Mechanisms of AI Protein Folding in ESMFold

How do protein structure prediction models fold proteins? We investigate this question by tracing how ESMFold folds a beta hairpin, a prevalent structural motif. Through counterfactual interventions on model latents, we identify two computational stages in the folding trunk. In the first stage, early blocks initialize pairwise biochemical signals: residue identities and associated biochemical features such as charge flow from sequence representations into pairwise representations. In the second stage, late blocks develop pairwise spatial features: distance and contact information accumulate in the pairwise representation. We demonstrate that the mechanisms underlying structural decisions of ESMFold can be localized, traced through interpretable representations, and manipulated with strong causal effects.

💡 Research Summary

This paper tackles a fundamental question in modern protein‑structure prediction: how does a neural network actually “fold” a protein? The authors focus on ESMFold, a state‑of‑the‑art model that, like AlphaFold2, uses a large language model to embed the amino‑acid sequence and then refines both a per‑residue (sequence) representation and a pairwise (residue‑by‑residue) representation through a 48‑layer folding trunk before decoding coordinates with a structure module.

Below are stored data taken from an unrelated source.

PR #282, opened 2019-11-28
Update publish endpoint

iagoaraujo:
Deprecate the current publish API and starts to use the new one: https://github.com/vtex/apps/blob/master/api/v2/registryController.go#L34

#### Types of changes

### DIFF
--- a/src/clients/Registry.ts
+++ b/src/clients/Registry.ts
@@ -20,7 +20,7 @@ const routes = {
   AppFile: (app: string, version: string, path: string) => `${routes.AppFiles(app, version)}/${path}`,
   AppFiles: (app: string, version: string) => `${routes.AppVersion(app, version)}/files`,
   AppVersion: (app: string, version: string) => `${routes.App(app)}/${version}`,
-  Publish: '/v2/registry',
+  Publish: '/v2/registry/rc',
   Registry: '/registry',
   ResolveDependenciesWithManifest: '/v2/registry/_resolve',
 }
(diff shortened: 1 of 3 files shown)


src/clients/Registry.ts
```diff
@@ -77,7 +77,17 @@ export class Registry extends InfraClient {
 
   public deprecateApp = (app: string, version: string) => {
     const metric = 'registry-deprecate'
-    return this.http.patch(routes.AppVersion(app, version), {deprecated: true}, {metric})
+    return this.http.patch(routes.AppVersion(app, version), {patchState: "deprecate"}, {metric})
+  }
+
+  public unDeprecateApp = (app: string, version: string) => {
```
tiagonapoli: nit: I think this could be `undeprecateApp`

src/clients/Registry.ts
```diff
@@ -20,7 +20,7 @@ const routes = {
   AppFile: (app: string, version: string, path: string) => `${routes.AppFiles(app, version)}/${path}`,
   AppFiles: (app: string, version: string) => `${routes.AppVersion(app, version)}/files`,
   AppVersion: (app: string, version: string) => `${routes.App(app)}/${version}`,
-  Publish: '/v2/registry',
+  Publish: '/v2/registry/rc',
```
tergol1: With this change we'll immediately start to release apps as release candidates, right?

tergol1: Just what I thought: create a new function which uses the new API and let the change in publish behavior to the one that comes in Builder-Hub, which will migrate from one API to another.

iagoaraujo: Ok.
But you don't need to worry, only builder-hub can publish apps and the node-vtex-api will be updated only when we release the runtime-node with this version of node-vtex-api.

tergol1: Ahh Ok! I understood!

PR #287, opened 2019-12-09
Meta infos stale while revalidating

vwraposo:
Makes `Apps.getAppsMetaInfos` return stale and then validate and update the cache

This will allow pages to be rendered without Apps

#### Types of changes

### DIFF
--- a/src/clients/Apps.ts
+++ b/src/clients/Apps.ts
@@ -306,9 +306,7 @@ export class Apps extends InfraClient {
     const key = getMetaInfoKey(account)
 
     const cachedResponse: {appsMetaInfo: AppMetaInfo[], headers: any} | undefined = this.diskCache && await this.diskCache.get(key)
-    if (!this.context.recorder) {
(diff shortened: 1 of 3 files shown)


src/clients/Apps.ts
```diff
@@ -299,25 +299,39 @@ export class Apps extends InfraClient {
...
+        return response
+      })
+
+    const useCachedResponse = cachedResponse && production && staleWhileRevalidate
+    const appsMetaInfo: AppMetaInfo[] = useCachedResponse
+      ? cachedResponse!.appsMetaInfo
+      : await metaInfoPromise.then(response => response.data.apps)
+
+    if (filter) {
+      return ramdaFilter(appMeta => !!ramdaPath(['_resolvedDependencies', filter], appMeta), appsMetaInfo)
```
NataliaGodot: NIT
return appsMetaInfo.filter(appMeta => !!ramdaPath(['_resolvedDependencies', filter], appMeta))

PR #306, opened 2020-01-13
Recorder Performance

tlgimenes:
This PR should help us tackle the recorder performance issue in `vtex.messages` and in all other apps that are heavily dependent on `x-vtex-meta` headers
The performance issue emerged when the recorder was used multiple times. Since each insertion of a new `x-vtex-meta` header parsed the whole header value (with splits and trims), each insertion was costly. The proposed fix makes the insertion of a new value cheap by aggregating  each value of a insert in a `Set` structure. After all headers are inserted in the `Set`, we make a `flush` operation, where all the values are parsed and formatted once.

This PR decreased up to 50ms of blocking event loop time in `vtex.messages` and I hope this should lower the spikes seen in `vtex.messages` and in `vtex.pages-graphql`

Since `vtex.messages` uses the recorder, this PR doesn't enable the new recorder behavior by default. In stead, it only exports the new recorder interface so we can use it in messages as a preparation for activating the FAST_RECORDER feature flag

#### Types of changes


src/service/worker/runtime/utils/recorder.ts
```diff
@@ -16,7 +19,51 @@ const appendResponseHeader = (ctx: Context, responseHeaders: any, targetHeader:
   }
 }
 
-export const createRecorder = (ctx: Context) => (headers: any) => {
+export const createSlowRecorder = (ctx: Context): SlowRecorder => (headers: Record<string, string>) => {
   appendResponseHeader(ctx, headers, 'x-vtex-meta')
   appendResponseHeader(ctx, headers, 'x-vtex-meta-bucket')
```
tiagonapoli: Could `META_HEADER` and `META_HEADER_BUCKED` be used here?

src/service/worker/runtime/utils/recorder.ts
```diff
@@ -16,7 +19,51 @@ const appendResponseHeader = (ctx: Context, responseHeaders: any, targetHeader:
...
 }
+
+export const isSlowRecorder = (x: any): x is SlowRecorder => typeof x === 'function' && !x._record
```
tiagonapoli: Nice, I was wondering if `instanceof x === 'Recorder'` could be used here but it's actually slower than `typeof`

tlgimenes: 👍

src/service/worker/runtime/utils/recorder.ts
```diff
@@ -16,7 +19,51 @@ const appendResponseHeader = (ctx: Context, responseHeaders: any, targetHeader:
...
+    this._record = HEADERS.reduce(
+      (acc, headerName) => {
+        acc[headerName] = new Set<string>()
+        return acc
+      },
+      {} as Record<string, Set<string>>
+    )
+  }
+
+  public clear = () => HEADERS.forEach(headerName => this._record[headerName].clear())
```
tiagonapoli: If class functions are not used within other `this` environments, using:
```
public clear() {
 ...
}
```
Is slightly faster - mainly if the class is often instantiated.

The source from this info I got from https://medium.com/@charpeni/arrow-functions-in-class-properties-might-not-be-as-great-as-we-think-3b3551c440b1 - is 2 years old, so maybe this scenario is already better, but the performance drawbacks explained there make sense. What do you think?

src/service/worker/runtime/utils/recorder.ts
tlgimenes: They could !

src/service/worker/runtime/utils/recorder.ts
tlgimenes: Nice, I didn't know about these performance issues

src/service/worker/runtime/utils/recorder.ts
```diff
@@ -1,8 +1,11 @@
 import { Context } from 'koa'
 import { trim, uniqWith } from 'ramda'
 
+import { META_HEADER, META_HEADER_BUCKET } from './../../../../constants'
 import { toArray } from './toArray'
 
+export type SlowRecorder = (headers: Record<string, string>) => void
+
 // uniqWith is way faster than ramda's uniq
 const uniqStr = uniqWith((a: string, b: string) => a === b)
```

To probe the internal computation, the authors adopt activation‑patching, a counterfactual intervention technique originally used in language‑model interpretability. They select a donor protein that contains a β‑hairpin (two short antiparallel strands linked by a turn) and a target protein that is predominantly α‑helical. For each of the 48 trunk blocks they extract the donor’s sequence vectors s and pairwise tensors z for the hairpin region, then replace the corresponding vectors in the target’s forward pass with either the donor’s s (sequence patch) or z (pairwise patch). After the patched forward pass they ask whether the resulting 3‑D structure contains a hairpin at the intervened region, using DSSP secondary‑structure assignment as the metric.

Across roughly 5 000 patching experiments (≈95 targets × 10 donors per loop × multiple loops), full‑patching (both s and z at every block) succeeds about 40 % of the time, confirming that the trunk is the most effective locus for structural manipulation. When the intervention is restricted to a single block, a striking two‑phase pattern emerges. Sequence patches are highly effective in the earliest blocks (0‑7), with success rates peaking near 40 % at block 0 and then rapidly declining. Pairwise patches, by contrast, become increasingly effective only after block ≈ 25, reaching about 20 % success by block 35. The same pattern appears when the direction of the experiment is reversed (patching helical representations into a hairpin target), indicating that the phenomenon reflects a general processing pipeline rather than a hairpin‑specific quirk.

The authors then dissect the two phases mechanistically. Early blocks are dominated by the seq2pair pathway: the sequence representation is projected into a pairwise update via element‑wise multiplication and subtraction (Eq. 3). This operation injects biochemical attributes—charge, polarity, side‑chain volume—into the pairwise tensor, effectively building a “chemical interaction map” before any explicit spatial information is present. Empirically, after a sequence patch at block 0 the patched z aligns closely with the donor’s z (as measured by an interpolation coefficient α close to 1). Freezing the seq2pair operation abolishes this alignment and dramatically reduces hairpin formation, confirming its causal role.

Later blocks are dominated by the pairwise‑to‑sequence (pair2seq) pathway and the triangular updates that follow. By this stage the pairwise tensor already encodes rich biochemical cues; the model now uses multiplicative attention and triangular attention to convert these cues into distance‑like signals. The resulting pairwise values are projected back into scalar biases for each attention head (Eq. 2), modulating the sequence self‑attention so that residues that should be close in 3‑D space attend more strongly to each other. This “spatial feature construction” directly shapes the coordinates produced by the downstream structure module. Pairwise patches applied in late blocks succeed because they overwrite the emergent distance map, steering the model toward the desired hairpin geometry.

Four concrete contributions are claimed: (1) establishing activation‑patching as a practical causal tool for protein‑folding models; (2) identifying two distinct computational stages—early biochemical signal propagation and later spatial feature construction—and assigning interpretable functions to each; (3) demonstrating that molecular properties such as charge are encoded in identifiable directions in latent space and can be steered to induce structural changes; (4) showing that the pairwise representation functions as a distance map that directly controls output geometry.

The paper concludes that ESMFold’s internal representations are not opaque black boxes but admit localized, causal, and interpretable interventions. This opens avenues for debugging folding failures, designing more modular architectures (e.g., separating chemistry‑only and geometry‑only modules), and potentially guiding de‑novo protein design by directly manipulating latent biochemical or geometric cues. Future work is suggested to extend the methodology to larger motifs (β‑α‑β loops, domain interfaces) and to explore whether the identified two‑stage pipeline holds across other transformer‑based folding models.